Pescara del Tronto, 10 anni dopo il sisma. Vescovo Palmieri: “Una notte che somiglia alla Pasqua”

ARQUATA DEL TRONTO – “Il fuoco è il simbolo della luce della Resurrezione, che squarcia il buio della morte. È il gesto della vita”. Con queste parole l’arcivescovo Gianpiero Palmieri ha introdotto la fiaccolata, che si è tenuta oggi, Lunedì 24 Agosto 2026, poche ore fa, alle 02:00, a partire dal cimitero di Pescara del Tronto.

A 10 anni esatti dal terribile sisma che distrusse la frazione di Arquata del Tronto e tante altre zone del Centro Italia, la comunità ha voluto ricordare le vittime con una fiaccolata e, a seguire, una Celebrazione Eucaristica, presiedute dal vicepresidente della CEI e vescovo delle Diocesi del Piceno Palmieri.

Accanto al sindaco del Comune di Arquata del Tronto, Michele Franchi, ed altre autorità, erano presenti numerosi fedeli, accorsi in massa per ricordare le vittime di quella tremenda notte: infatti, alle ore 03:36, a 10 anni esatti dalla terribile scossa del 2016, il rintocco della campana ha ricordato tutte le vittime. 

Il cammino silenzioso verso il Memoriale di Pescara del Tronto

La fiaccolata ha avuto inizio alle ore 02:00 presso il cimitero di Pescara del Tronto.

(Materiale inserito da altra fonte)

PR #6094, opened 2025-05-05
Chart: fix Cutout option

### LINKED ISSUE #6009: Chart: add Cutout to chart options
> Cutout is still not working 3 years later, how is this possible? 

 _Originally posted by @alen-resser in [#3977](https://github.com/Megabit/Blazorise/issues/3977#issuecomment-2708892106)_

stsrki:
Closes #6009

My first idea was to just add the JSON property name, but since this field is already wrong, it shouldn't affect anyone. So I have just renamed it. And to make it more flexible, I made it an `object` so that it can accept string and number as per chartjs specs.

### DIFF
--- a/Documentation/Blazorise.Docs/Pages/News/2025-03-10-release-notes-180.razor
+++ b/Documentation/Blazorise.Docs/Pages/News/2025-03-10-release-notes-180.razor
@@ -155,6 +155,18 @@
 </Paragraph>
 
 <Heading Size="HeadingSize.Is3">
+    Renamed Chart Options
+</Heading>
+
+<Paragraph>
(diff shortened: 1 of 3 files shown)


tesar-tech:
Don't you wanna keep the `CutoutPercentage` and just add `CutoutPixels`?

I know it doesn't align with chart js, but imo better than using `object` and forcing devs to append the `%` into the string when using percentage.

The only thing left to be solved is to prioritize these two options. When both are set, which one to send to chartjs? Maybe percentage? It doesn't really matter, but should be documented.

When just one of the `CutoutPercentage` and `CutoutPixels` is set, that one will be used. For `CutoutPixels` it will append the `%`.

wdyt?

stsrki:
> Don't you wanna keep the `CutoutPercentage` and just add `CutoutPixels`?
> 
> I know it doesn't align with chart js, but imo better than using `object` and forcing devs to append the `%` into the string when using percentage.
> 
> The only thing left to be solved is to prioritize these two options. When both are set, which one to send to chartjs? Maybe percentage? It doesn't really matter, but should be documented.
> 
> When just one of the `CutoutPercentage` and `CutoutPixels` is set, that one will be used. For `CutoutPixels` it will append the `%`.
> 
> wdyt?

I wouldn't go that route, as we would have to add special logic for determining which field to apply. It would be too specific for a very narrow use case.

Best to just go with one field that is mapped 1:1 with chartjs.

tesar-tech (approved):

Qui il vescovo Gianpiero ha proceduto con la benedizione del fuoco, per poi proseguire con una solenne, simbolica, ma soprattutto, silenziosa fiaccolata che, dal cimitero, ha condotto i fedeli fino al memoriale di Pescara.

Qui ha avuto inizio la Santa Messa, concelebrata da alcuni sacerdoti delle Diocesi del Piceno, tra i quali don Marian Bojor e don Paolo Fontana, rispettivamente parroco e vicario parrocchiale dell’Unità Pastorale di Arquata del Tronto.

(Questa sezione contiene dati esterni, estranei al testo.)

PR #6109, opened 2025-05-16
ChartZoom: add zoom event and helper methods

### LINKED ISSUE #6078: Synchronized charts
I have two linecharts that are on the same X scale. I'm using the chart zoom plugin to allow zooming and panning, but to be useful the charts would need to be synchronized. So if the user zooms or pans one chart, the other chart will be updated to the same zoom and pan.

Una notte che somiglia alla Pasqua: il buio della morte squarciato dalla Luce della Resurrezione

Dopo la proclamazione del Vangelo, mons. Palmieri ha aperto la sua omelia richiamando il discorso fatto all’inizio della fiaccolata:

“Questa celebrazione notturna somiglia alla notte di Pasqua, soprattutto per il segno del fuoco con cui abbiamo cominciato la nostra processione in notturna, ma anche nell’Eucarestia che stiamo celebrando. Questa nostra preghiera notturna non può che essere la notte di Pasqua, la notte del passaggio dalla morte alla vita, dal buio alla luce, dalla schiavitù alla libertà, dalla disperazione alla speranza.

Pescara del Tronto è un paese bellissimo, segnato dalla presenza dell’acqua, e – un tempo – anche dalle case e dalle voci dei bambini, così come sono belli gli altri paesi limitrofi, come Capodacqua, Pretare ed Arquata. Paesi bellissimi che sono in una fase pasquale, di rigenerazione, di rinascita. È stato bello, durante la serata della memoria, sentire il racconto di dieci anni fa, fatto da due ragazzi che, allora, erano bambini. È bellissimo come il pensiero dei bambini sia sempre rivolto verso ciò che è vita, come una bambola che non si vuole lasciare o il ritrovarsi tra gli amici, perché loro hanno in sé il segreto della Pasqua, ovvero che morte, buio e disperazione non sono l’ultima parola“.

Ha poi proseguito: “Il Signore rende straordinaria la Sua morte con due parole: la parola di affidamento al Padre, ‘Padre, nelle tue mani metto la mia vita’, e ‘Padre perdonali, perché non sanno quello che fanno’, che è una parola di vita e di misericordia per tutti gli uomini.

La luce della Pasqua ha potuto risplendere in tre modi.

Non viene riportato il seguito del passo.